US President Biden, whose team is said to be in consistent contact with Israel, has cautioned against targeting oil fields. By this, he may mean oil storage as well as oil fields – and maybe, in a roundabout way, agree with our logic that targeting a refinery instead is the best way to hurt Iran. If storage were the target, onshore inventories at Kharg Island would be the obvious choice.
Source: Kpler
Iran has approximately 50 Mbbls in onshore crude inventories, and of this, some 40%, or 20 Mbbls, is in tanks at Kharg Island. Iran exports the vast majority of its crude from Kharg Island. Hence, if Israel wanted to bring Iran’s export revenues to a standstill, this would be the target to hit. If this were to happen, this could stoke broader animosity, given that Iran (or Iran’s proxies) could retaliate and punish other countries in the region as retribution against Israel. Such a concern prompted the Gulf Cooperation Council (GCC) to release a statement later last week condemning escalation in the region and calling for restraint, as well as for an immediate ceasefire in Gaza. If Kharg were to be hit, the outsized impact would be on China, given it is virtually the sole recipient of Iranian crude, a message that China is likely trying to get across to Israel.
Source: Kpler
If Iran's energy infrastructure were attacked, the market is concerned that Iran could retaliate by blocking the Strait of Hormuz. While such a scenario leads to fantastical oil price targets from some analysts, the reality is that the area is so well-patrolled and guarded that any potential disruption would be short-lived. Granted, a lot of barrels are at stake: despite the OPEC+ production cuts, more than 14 Mbbls of crude still traverse the Strait of Hormuz every day from the Mideast Gulf, let alone clean products and fuel oil. In such a scenario where the Strait is blocked, Saudi Arabia is the only producer in the Mideast Gulf that can pipe its crude to another loading point outside the Mideast Gulf. In fact, Saudi Arabia built the East-West pipeline in the 1980s for precisely this reason: it was concerned that the Iran-Iraq war would cut off flows through the Strait of Hormuz.

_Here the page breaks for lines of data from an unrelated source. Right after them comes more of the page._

PR #1335, opened 2026-07-21
Added collapsible filter configuration

indykoning:
Depends on (but does not require) https://github.com/rapidez/magento2-compadre/pull/16

If compadre is not installed, default functionality is restored meaning all filters are open by default
Ref: FW-2421

### DIFF
--- a/resources/views/components/accordion/filter.blade.php
+++ b/resources/views/components/accordion/filter.blade.php
@@ -1,7 +1,7 @@
 @slots(['content', 'label', 'icon'])
 @props(['canToggleShowMore' => false])
 
-<x-rapidez::accordion open class="border-t" :$attributes :$icon>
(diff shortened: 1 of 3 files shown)


resources/views/components/accordion/filter.blade.php
```diff
@@ -1,7 +1,7 @@
 @slots(['content', 'label', 'icon'])
 @props(['canToggleShowMore' => false])
 
-<x-rapidez::accordion open class="border-t" :$attributes :$icon>
+<x-rapidez::accordion v-bind:open="!window.config.collapsed_attributes?.includes(filter?.code?.replace('super_', '')) || items.some(item => item.isRefined)" class="border-t" :$attributes :$icon>
```
indykoning, line 4: If config says the attribute filter should be collapsed, but filters are selected on this attribute we keep it open.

However, while Saudi Arabia can redirect ~5 Mbd of its crude exports (a similar level to what is currently being exported from Ras Tanura and Juaymah on the East Coast) into the East-West pipeline (which has a capacity of 5 Mbd), it appears not possible to load such a high volume on the West Coast of Saudi Arabia. After all, our records show that there have never been more than 2 Mbd loaded on the West Coast of Saudi Arabia on a weekly basis. This is even before considering the availability of VLCCs to load the crude onto or that it will be heading south through the Red Sea and need to run the gauntlet of passing Bab el Mandeb in its journey to Asia.